Now that FCC chair Kevin Martin has gone on record as saying he wants to rule that Comcast violated net neutrality principles, it's virtually certain that the FCC will issue a ruling against the cable company.

But that doesn't mean there's no suspense left. Digital rights advocates are worried that the ruling might be too narrow to serve as a ringing endorsement of net neutrality. And Comcast is still clearly hoping that whatever order comes down has little impact on the company's practices.

Comcast just this week sent the FCC a new 22-page letter, again arguing that it did nothing wrong in delaying some peer-to-peer traffic. "The overwhelming majority of the billions of P2P sessions that are effectuated daily over Comcast's network are not delayed. And, when a P2P upload is delayed, in the vast majority of cases, that delay lasts less than a minute. By no reasonable definition of the word can this reasonably be considered to be 'blocking,' " Comcast wrote.

Comcast's most recent missive was prompted by a filing last week by net neutrality advocate Free Press, which hopes to persuade the FCC to issue as sweeping a ruling as possible. "Free Press claims that Comcast's approach for managing such congestion is unreasonable simply because it allegedly deviates from Internet standards," Comcast wrote. "This erroneously suggests that there exists a comprehensive list of standards governing how the Internet operates. That is not the case."

Comcast also argues that its approach is content-neutral, if not protocol-neutral. "Comcast's approach is to manage only those protocols that negatively affect the network and its users; this is entirely content- and identity-neutral, and certainly not discriminatory," the company argues.

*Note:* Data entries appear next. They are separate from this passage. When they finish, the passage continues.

PR #1112, opened 2016-02-19
Value classes: add support for private[this] parameter

VladimirNik:
Allow private[this] parameter in value classes:
```scala
class A(x: Int) extends AnyVal
class B(private[this] val x: Int) extends AnyVal
```
Review by @odersky @DarkDimius

### DIFF
--- a/src/dotty/tools/dotc/transform/Getters.scala
+++ b/src/dotty/tools/dotc/transform/Getters.scala
@@ -12,6 +12,7 @@ import Constants._
 import TreeTransforms._
 import Flags._
 import Decorators._
+import ValueClasses._
 
 /** Performs the following rewritings for fields of a class:
  *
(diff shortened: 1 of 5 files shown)


odersky:
I don't think it will work that way. You'll need to create a public accessor for the private field and have all unboxing operations go through the accessor instead of the field.

DarkDimius:
I believe that the easiest implementation would be to drop `Private | PrivateLocal` flags from fields inside value classes just after pickling.

odersky:
That won't work because you might get accidental overrides. If you drop the
flags you need to mangle the name at the same time. But in any case a
non-private parameter is represented as a private field
and a non-private getter. So you might just add the getter and leave the
field in place.


On Fri, Feb 19, 2016 at 5:40 PM, Dmitry Petrashko <notifications@github.com>
wrote:

> I believe that the easiest implementation would be to drop Private |
> PrivateLocal flags from fields inside value classes just after pickling.
>
> —
> <https://github.com/lampepfl/dotty/pull/1112#issuecomment-186292691>.
>



-- 
Martin Odersky
EPFL

VladimirNik:
Update: initial problem with passing tests was due to neg_valueClasses test (I forgot to update the number of errors in tests.scala).

odersky:
LGTM. That was surprisingly simple. Nice!

Issue #1114, opened 2016-02-20
Manual dotty bootstrap fails


odersky:
I just did this:

    /Users/odersky/workspace/dotty/src/dotty/tools/dotc> time java -Xms1g -Xmx3g dotty.tools.dotc.Main -d /classes *.scala */*.scala */*/*.scala

And then did it again (with /classes at the head of the classpath)
I got at first:

    Exception in thread "main" java.lang.NoClassDefFoundError: Ldotty/tools/dotc/core/Phases$PhasesBase$TerminalPhase$;
	at java.lang.Class.getDeclaredFields0(Native Method)
	at java.lang.Class.privateGetDeclaredFields(Class.java:2575)
	at java.lang.Class.getDeclaredField(Class.java:2060)
	at dotty.runtime.LazyVals$.getOffset(LazyVals.scala:71)

This pointed to a problem that somewhere a reference to a removed empty companion object survived. I disabled the dropEmptyCompanion phase and then that part worked. (I instrumented the "getOffset" method and got this.

    /Users/odersky/workspace/dotty/src/dotty/tools/dotc> time java -Xms1g -Xmx3g dotty.tools.dotc.Main -d /classes *.scala */*.scala */*/*.scala
    getting offset of class dotty.tools.dotc.core.Contexts$ContextBase . bitmap$0
    getting offset of class dotty.tools.dotc.config.PathResolver . bitmap$0
    getting offset of class dotty.tools.dotc.core.Contexts$Context . bitmap$0
    getting offset of class dotty.tools.dotc.core.unpickleScala2.Scala2Unpickler . bitmap$0
    getting offset of class dotty.tools.dotc.core.StdNames$ScalaNames . bitmap$0
    getting offset of class dotty.tools.dotc.core.classfile.ClassfileParser . bitmap$0
    getting offset of class dotty.tools.dotc.transform.PatternMatcher$Translator . bitmap$0
    getting offset of class dotty.tools.dotc.transform.PatternMatcher$Translator . bitmap$0
    getting offset of class dotty.tools.dotc.core.Definitions . bitmap$0
    getting offset of class dotty.tools.dotc.core.StdNames$ScalaTermNames . bitmap$0
    getting offset of class dotty.tools.dotc.typer.VarianceChecker . bitmap$0

So, this is fine. But after some more time compiling with the bootstrapped compiler, I got this:

[...]

PR #1115, opened 2016-02-20
Ensure that partest runs bootstrapped Dotty.

DarkDimius:
This pr is going to fail. Putting it here so that we can collaboratively fix regressions that stop us from running partest bootstrapped again.

### DIFF
--- a/project/Build.scala
+++ b/project/Build.scala
@@ -177,7 +177,7 @@ object DottyBuild extends Build {
           path = file.getAbsolutePath
         } yield "-Xbootclasspath/p:" + path
         // dotty itself needs to be in the bootclasspath
-        val fullpath = ("-Xbootclasspath/a:" + bin) :: path.toList
+        val fullpath = ("-Xbootclasspath/p:" + "dotty.jar") :: ("-Xbootclasspath/a:" + bin) :: path.toList
         // System.err.println("BOOTPATH: " + fullpath)
 
         val travis_build = // propagate if this is a travis build
--- a/src/dotty/tools/dotc/ast/Desugar.scala
+++ b/src/dotty/tools/dotc/ast/Desugar.scala
@@ -171,16 +171,12 @@ object desugar {
 
     def defaultGetters(vparamss: List[List[ValDef]], n: Int): List[DefDef] = vparamss match {
       case (vparam :: vparams) :: vparamss1 =>
-        def resultTpt = vparam.tpt match {
-          case ByNameTypeTree(result) => result
-          case tpt => tpt
-        }
         def defaultGetter: DefDef =
           DefDef(
             name = meth.name.defaultGetterName(n),
             tparams = meth.tparams.map(tparam => dropContextBound(toDefParam(tparam))),
             vparamss = takeUpTo(normalizedVparamss, n),
-            tpt = resultTpt,
+            tpt = TypeTree(),
             rhs = vparam.rhs
           ).withMods(Modifiers(mods.flags & AccessFlags, mods.privateWithin))
         val rest = defaultGetters(vparams :: vparamss1, n + 1)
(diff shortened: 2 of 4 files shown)


DarkDimius:
One issue was pointed out by @odersky in #1114 that refernces to needed companions get dropped. I believe that this could be a bug due to fact that `DropEmptyCompanions` is in the miniphase block where all the scopes\members&info are wrong and lying.

DarkDimius:
The other issue is #1116

odersky:
@DarkDimius: No, unfortunately the problem is different and harder. dropEmptyCompanions does not look in other compilation units when it decides to drop a companion object. Concretely: We drop an innner companion object in Phases, but the surviving reference is in Contexts. I have to idea how to do this in the face of separate compilation. 

It seems it is time to go back to the idea of not generating synthetic companion objects eagerly in the first place. We can do one of the following things:

 - generate companion objects on demand only, when a phase requires them, or 
 - not put generated stuff in companion objects, make it static instead.

DarkDimius:
> but the surviving reference is in Contexts

why would Contexts need a reference to Phases$PhasesBase$TerminalPhase$, if Phases$PhasesBase didn't need it so that it was able to eliminate it? I'd like to have a look in more detail to understand what's happening here.

I do agree that making all synthetic lazy-vals and value-class needed methods\fields is a better way to go, while generating companions on-demand is easier.

odersky:
It's the initialization of the lazy val in the implementing class, I think.

On Sat, Feb 20, 2016 at 2:44 PM, Dmitry Petrashko <notifications@github.com>
wrote:

> but the surviving reference is in Contexts
>
> why would Contexts need a reference to Phases$PhasesBase$TerminalPhase$,
> if Phases$PhasesBase didn't need it so that it was able to eliminate it?
> I'd like to have a look in more detail to understand what's happening here.
>
> I do agree that making all synthetic lazy-vals and value-class needed
> methods\fields is a better way to go, while generating companions on-demand
> is easier.
>
> —
> <https://github.com/lampepfl/dotty/pull/1115#issuecomment-186600602>.
>



-- 
Martin Odersky
EPFL

odersky:
I propose to revert the workaround commit and rebase.

odersky:
Looks like the partest project needs to be recompiled. It still defines default methods with the long names.

DarkDimius:
The CI does not mainain any state, recompiling would not help.
This branch is rebased over https://github.com/lampepfl/dotty/pull/1119
Partest at the moment is compiled by scalac(as it's part of tests) and Dotty is compiled by dotty.
The failure seems to be a different manifestation of https://github.com/lampepfl/dotty/issues/1116

odersky:
It is a different error, also having to do with default getters. It seems we really did not have very good test coverage for this, otherwise we should have found the errors before.

odersky:
Previous commit setting type explicitly was a red herring. Without it, the test `defaultGetters` does not compile. The fix has to lies elsewhere.

odersky:
Repeated GC overhead limit exceeded failures.

smarter:
There's also some kind of pattern-matching bug: https://gist.github.com/smarter/1d04f869870df03d0976

smarter:
https://github.com/dotty-staging/dotty/commit/00638e96d6f4de6c1cd730c52ba1b3281de14b6b should be removed or reverted from this PR now that we know we're using the correct classes.

DarkDimius:
> There's also some kind of pattern-matching bug: https://gist.github.com/smarter/1d04f869870df03d0976

I'm not sure if this is a bug in patmat. The exception correctly indicates a missing match for NoType$

smarter:
Indeed, the corresponding line is https://github.com/dotty-staging/dotty/blob/7bf01004020106ec1639df61268afdf841694e1e/src/dotty/tools/dotc/core/SymDenotations.scala#L782 so it seems like the bootstrapped compiler is able to produce a ClassInfo for a module without a self-type, even though we should always have one.

odersky:
Once #1289 is merged, this should be rebased and tried again. My attempts at manual bootstrap work fine.

DarkDimius:
@odersky. I've rebased it as you've asked. It fails on 3 tests, including the `defaultGetters` added by you in this PR. Could you take it from here?

odersky:
I am seeing an AOM in validate-partest.

retronym:
Tracking the infrastructure problem (I saw it too) as https://github.com/scala/scala-jenkins-infra/issues/181

PR #1119, opened 2016-02-20
Default getters accessibility fix

### LINKED ISSUE #1116: Dotty and Scalac generate different names for default arguments
```
[info] [Loaded dotty.partest.DPDirectCompiler from file:/Users/dark/workspace/dotty/target/scala-2.11/test-classes/]
[info] [Loaded dotty.tools.dotc.reporting.ConsoleReporter from dotty.jar]
...
[error] java.lang.NoSuchMethodError: dotty.tools.dotc.reporting.ConsoleReporter$.$lessinit$greater$default$1()Ljava/io/BufferedReader;
[error] 	at dotty.partest.DPDirectCompiler.compile(DPDirectCompiler.scala:19)
```

The actual method created by Dotty has fullname&sig: 
`dotty$tools$dotc$reporting$ConsoleReporter$$$$lessinit$greater$default$1()Ljava/io/BufferedReader;`
while scalac looks for:
`$lessinit$greater$default$1()Ljava/io/BufferedReader;`

odersky:
Default getters should have same accessibility as the method they belong to.
Previously, it was the accessibility of the parameter, which makes no sense.
Fixes #1116.

Review by @DarkDimius

### DIFF
--- a/src/dotty/tools/dotc/ast/Desugar.scala
+++ b/src/dotty/tools/dotc/ast/Desugar.scala
@@ -186,7 +186,7 @@ object desugar {
             vparamss = takeUpTo(normalizedVparamss, n),
             tpt = TypeTree(),
             rhs = vparam.rhs
-          ).withMods(vparam.mods & AccessFlags)
+          ).withMods(mods & AccessFlags)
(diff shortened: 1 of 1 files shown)


DarkDimius:
LGTM

Issue #1110, opened 2016-02-19
Implement support for negDir


DarkDimius:
Neg tests at the moment take expected number of errors as an argument. Since https://github.com/lampepfl/dotty/pull/1106 we can optionally mark lines where errors are expected.

I propose we change all negtests to require marked lines.
This would allow to have a neg-dir instead of test-per-neg-test. This in turn would allow to simply drop a file there and will reduce number of merge conflicts.

odersky:
+1

PR #1122, opened 2016-02-22
Neg tests: remove xerror parameter from neg tests (#1110)

VladimirNik:
Neg tests at the moment take expected number of errors as an argument. Since #1106 we can optionally mark lines where errors are expected.

With this change we don't need to pass the expected number of errors as an argument to neg tests anymore. In addition most of the neg files don't require separate test (except for files that should use specific arguments for compilation or directories that should be compiled inside `neg` dir):

```scala
@Test def neg_all = compileFiles(negDir, verbose = true, compileSubDirs = false)
```

New subfolders in neg dir:

- `compExceptions` - contains tests that result in exception during the compilation (currently only structural.scala);
- `customArgs` - contains neg tests that should be compiled with specific arguments;

Several files were in neg dir but were not added to `tests.scala` as tests. Now they became a part of neg_all test:
```shell
tests/neg/Main.scala
tests/neg/i827.scala
tests/neg/implicitDefs.scala
tests/neg/t1292.scala
tests/neg/t7278.scala
```

Several files that were in neg dir have no compilation errors. Now they are moved to pos tests:
```shell
tests/neg/patternUnsoundness.scala
tests/neg/t1164.scala
```

Related issue: #1110
Review by @DarkDimius


test/test/CompilerTest.scala
```diff
@@ -140,54 +153,69 @@ abstract class CompilerTest {
...
+  private def compileArgs(args: Array[String], expectedErrorsPerFile: List[ErrorsInFile], negTest: Boolean)
       (implicit defaultOptions: List[String]): Unit = {
     val allArgs = args ++ defaultOptions
     val processor = if (allArgs.exists(_.startsWith("#"))) Bench else Main
     val reporter = processor.process(allArgs)
 
     val nerrors = reporter.errorCount
+    val xerrors = (expectedErrorsPerFile map {_.totalErrors}).sum
+    if (negTest)
+      assert((negTest && xerrors > 0), s"No errors found in neg test")
```
DarkDimius: this if is strange

test/test/CompilerTest.scala
```diff
@@ -140,54 +153,69 @@ abstract class CompilerTest {
...
-  private def compileArgs(args: Array[String], xerrors: Int = 0)
+  private def expectedErrors(filePaths: List[String], negTest: Boolean): List[ErrorsInFile] = {
+    if (negTest) {
+      filePaths.map(getErrors(_))
+    } else Nil
+  }
+
+  private def expectedErrors(filePath: String, negTest: Boolean): List[ErrorsInFile] = expectedErrors(List(filePath), negTest)
+
+  private def compileArgs(args: Array[String], expectedErrorsPerFile: List[ErrorsInFile], negTest: Boolean)
```
DarkDimius: isn't it always true that `negTest == expectedErrorsPerFile.nonEmpty`?
If yes, I propose to remove negTest from argument list and give `expectedErrorsPerFile` default value of `Nil`.

test/dotc/tests.scala
```diff
@@ -108,88 +108,22 @@ class tests extends CompilerTest {
...
-  @Test def neg_autoTupling2 = compileFile(negDir, "autoTuplingTest", xerrors = 3)
-  @Test def neg_companions = compileFile(negDir, "companions", xerrors = 1)
-  @Test def namedParams = compileFile(negDir, "named-params", xerrors = 14)
-  @Test def neg_over = compileFile(negDir, "over", xerrors = 3)
-  @Test def neg_overrides = compileFile(negDir, "overrides", xerrors = 14)
-  @Test def neg_overrideClass = compileFile(negDir, "overrideClass", List("-language:Scala2"), xerrors = 1)
-  @Test def neg_i39 = compileFile(negDir, "i39", xerrors = 2)
-  @Test def neg_i50_volatile = compileFile(negDir, "i50-volatile", xerrors = 3)
-  @Test def neg_zoo = compileFile(negDir, "zoo", xerrors = 12)
+  @Test def neg_all = compileFiles(negDir, verbose = true, negTest = true, compileSubDirs = false)
```
DarkDimius: Do we need indication that directory\file is a neg-test anymore? 
We can discover this automatically by looking if file contains `// error`

odersky: That might be a bit too fragile. Also, I think it is good to have a specified directory where we put the neg tests.

test/dotc/tests.scala
```diff
@@ -108,88 +108,22 @@ class tests extends CompilerTest {
...
+  @Test def neg_typedIdents() = compileDir(negDir, "typedIdents", negTest = true)
+
+  val negCustomArgs = negDir + "customArgs/"
+  @Test def neg_typers() = compileFile(negCustomArgs, "typers", negTest = true)(allowDoubleBindings)
+  @Test def neg_overrideClass = compileFile(negCustomArgs, "overrideClass", List("-language:Scala2"), negTest = true)
+  @Test def neg_autoTupling = compileFile(posDir, "autoTuplingTest", args = "-language:noAutoTupling" :: Nil, negTest = true)
```
odersky: I think neg tests should be distinguished by the directory they are in. We should avoid a separate boolean flag negTest. In particular, a neg test should not be in a pos dir (as is the case for autoTuplingTest). I realize it is being done in order not to copy the test file, but I think in this case copying (or linking) is the lesser evil.

VladimirNik:
Update: now we don't need negTest flag anymore. Neg tests are binded to neg dir.

test/test/CompilerTest.scala
```diff
@@ -79,59 +79,69 @@ abstract class CompilerTest {
...
 
   /** Compiles the code files in the given directory together. If args starts
     * with "-deep", all files in subdirectories (and so on) are included. */
-  def compileDir(prefix: String, dirName: String, args: List[String] = Nil, xerrors: Int = 0, runTest: Boolean = false)
+  def compileDir(prefix: String, dirName: String, args: List[String] = Nil, runTest: Boolean = false)
       (implicit defaultOptions: List[String]): Unit = {
-    if (!generatePartestFiles || !partestableDir(prefix, dirName, args ++ defaultOptions, xerrors)) {
-      if (runTest)
-        log(s"WARNING: run tests can only be run by partest, JUnit just verifies compilation: $prefix$dirName")
+    val computeFilePathsAndExpErrors = { () =>
```
odersky: I see no reason why this should be a `val`. Make it a `def`?

odersky:
Otherwise LGTM

test/test/CompilerTest.scala
VladimirNik: Fixed in last commit

PR #1123, opened 2016-02-22
ConsoleReporter: handling of non-sensical messages is now reusable 

smarter:
Review by @odersky , this PR is based on https://github.com/lampepfl/dotty/pull/1100 with the fix mentioned in https://github.com/lampepfl/dotty/pull/1100#discussion_r53202952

But the reality isn't that simple. There might not be a "comprehensive list of standards," but the FCC has been on record since 2005 as saying that consumers should have access to applications of their choice. Of course, there are still real questions about whether that statement is enforceable. The FCC clearly thinks it has the power to enforce its policies, but courts might disagree -- and this matter seems certain to end up in court, unless Comcast and the FCC can agree to settle the matter.

The FCC is expected to make a decision next month.